PR #860, opened 2026-07-29
fix(tool/setup): close file handle when bundle extraction copy fails

### LINKED ISSUE #859: bug(setup): file handle leaked when bundle extraction fails partway through a copy
### Describe the bug

`extract()` in `tool/internal/setup/extract.go` opens the destination file for a tar entry before copying its contents, but only closes the handle on the success path:

```go
case tar.TypeReg:
    file, err := os.OpenFile(targetPath, os.O_CREATE|os.O_TRUNC|os.O_RDWR,
        fileInfo.Mode())
    if err != nil {
        return ex.Wrap(err)
    }

    _, err = io.CopyN(file, tarReader, header.Size)
    if err != nil {
        return ex.Wrap(err)
    }
    err = file.Close()
    if err != nil {
        return ex.Wrap(err)
    }
```

If `io.CopyN` fails — truncated/corrupt gzip stream, disk full mid-write, an unexpected EOF from the tar reader — the function returns on the error from `CopyN` without ever calling `file.Close()`. The open `*os.File` is leaked for the rest of the process.

### Environment

- OS: All (Linux, macOS, Windows)
- Version: main

### To Reproduce

1. Call `extract()` (via `extractGZip`) with a tar stream where a regular-file entry's declared `header.Size` is larger than the bytes actually available in the (possibly gzip-truncated) stream, so `io.CopyN` errors before finishing.
2. `extract()` returns the wrapped copy error, as expected.
3. Check open file descriptors for the process (`lsof -p <pid>` / `/proc/<pid>/fd`) — the destination file opened at the top of the `tar.TypeReg` branch is still open.

### Expected behavior

The file handle should be closed whether or not `io.CopyN` succeeds, so a failed extraction doesn't leak a descriptor or leave a dangling open handle on a partially-written file.

### Additional context

- Affected code: `tool/internal/setup/extract.go`, `extract()`, the `tar.TypeReg` branch (currently around lines 57-71).
- This runs on every `otelc setup`/build while unpacking the built-in instrumentation bundle (`extractOtelcBundle` → `extractGZip` → `extract`), so a corrupted or truncated bundle triggers the leak.
- #530 fixed truncation of previously-extracted files in this same function but didn't add close-on-error handling.
- `extractGZip` already uses `defer gzReader.Close()` a few lines below for the gzip reader — the same pattern (open, `defer file.Close()`, then just check the deferred error or copy error) would fix this too.

bhuvan-somisetty:
## Description

`extract()` in `tool/internal/setup/extract.go` opens the destination file for a regular tar entry, then copies the entry's bytes into it with `io.CopyN`. The file handle was only closed on the success path — if `io.CopyN` returned an error (truncated/corrupt bundle stream, disk full mid-write, unexpected EOF), the function returned immediately and the open `*os.File` leaked for the rest of the process.

This closes the file on the copy-error path too, mirroring the existing `_ = dstFile.Close()` pattern already used in `util.CopyFile` for the same situation.

Also adds `TestExtract_ClosesFileOnCopyError`, which builds a tar entry whose declared size is larger than the bytes actually written, so `io.CopyN` fails partway through. Without the fix, this test fails on Windows because `os.Remove` on the target file returns "used by another process" while the leaked handle is still open in-process; with the fix it passes.

## Motivation

Every `otelc setup`/build run extracts the built-in instrumentation bundle through this code path (`extractOtelcBundle` → `extractGZip` → `extract`), so a corrupted or truncated bundle would leak a file descriptor with no cleanup. #530 fixed truncation of previously-extracted files in this same function but didn't add close-on-error handling for the copy step.

Fixes #859

---

## Checklist

- [x] Tests pass: `make test`

### DIFF
--- a/tool/internal/setup/extract.go
+++ b/tool/internal/setup/extract.go
@@ -63,6 +63,7 @@ func extract(tarReader *tar.Reader, header *tar.Header, targetPath string) error
 
 		_, err = io.CopyN(file, tarReader, header.Size)
 		if err != nil {
+			_ = file.Close()
 			return ex.Wrap(err)
 		}
 		err = file.Close()
--- a/tool/internal/setup/extract_test.go
+++ b/tool/internal/setup/extract_test.go
@@ -107,6 +107,41 @@ func TestExtract_TruncatesExistingFile(t *testing.T) {
 	require.Equal(t, string(newContent), string(bs))
 }
 
+func TestExtract_ClosesFileOnCopyError(t *testing.T) {
+	tmpDir := t.TempDir()
+
+	targetPath := filepath.Join(tmpDir, "rules.yaml")
+
+	// Build a tar header that promises more bytes than the tar stream
+	// actually contains, so io.CopyN fails partway through the copy.
+	var tarBuf bytes.Buffer
+	tw := tar.NewWriter(&tarBuf)
+
+	err := tw.WriteHeader(&tar.Header{
+		Name:     "rules.yaml",
+		Mode:     0o644,
+		Size:     100,
+		Typeflag: tar.TypeReg,
+	})
+	require.NoError(t, err)
+
+	_, err = tw.Write([]byte("short"))
+	require.NoError(t, err)
+
+	tr := tar.NewReader(bytes.NewReader(tarBuf.Bytes()))
+
+	header, err := tr.Next()
+	require.NoError(t, err)
+
+	err = extract(tr, header, targetPath)
+	require.Error(t, err)
+
+	// If extract() left the destination file open, removing it here
+	// fails on Windows (the OS refuses to delete a file that still has
+	// an open handle in this process).
+	require.NoError(t, os.Remove(targetPath))
+}
+
 func TestExtract_Directory(t *testing.T) {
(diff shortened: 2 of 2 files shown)


Satya900 (approved):
@bhuvan-somisetty  Verified the fix and test. Real leaked handle on the io.CopyN error path, one-line fix, and the os.Remove-fails-on-open-handle trick in the test is a clean, portable way to prove the fix works. LGTM.

bhuvan-somisetty:
Thanks for the review and for double checking the test logic, appreciate it!

darccio (commented):
LGTM

bhuvan-somisetty:
Looked into the codecov/project/tool failure — it's not from this change. The diff itself is fully covered (patch coverage 100%) and even nudges overall tool coverage up slightly (64.67% -> 64.69%), it's just that the module as a whole has been sitting below the 70% target for a while. Branch is also a bit behind main, updating it won't close a 5-point gap on its own. Didn't want to bolt on a pile of unrelated tests just to force this green on a one-line fix, so flagging it here in case a maintainer wants to override/adjust the check for this one.

darccio (approved):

===

* WHAT THE TASK ASKS
All lines from the beginning of the material above through the one with "### Describe the bug" need to be returned exactly; please return those and only those.

* EXERCISE ANSWER
PR #860, opened 2026-07-29
fix(tool/setup): close file handle when bundle extraction copy fails

### LINKED ISSUE #859: bug(setup): file handle leaked when bundle extraction fails partway through a copy
### Describe the bug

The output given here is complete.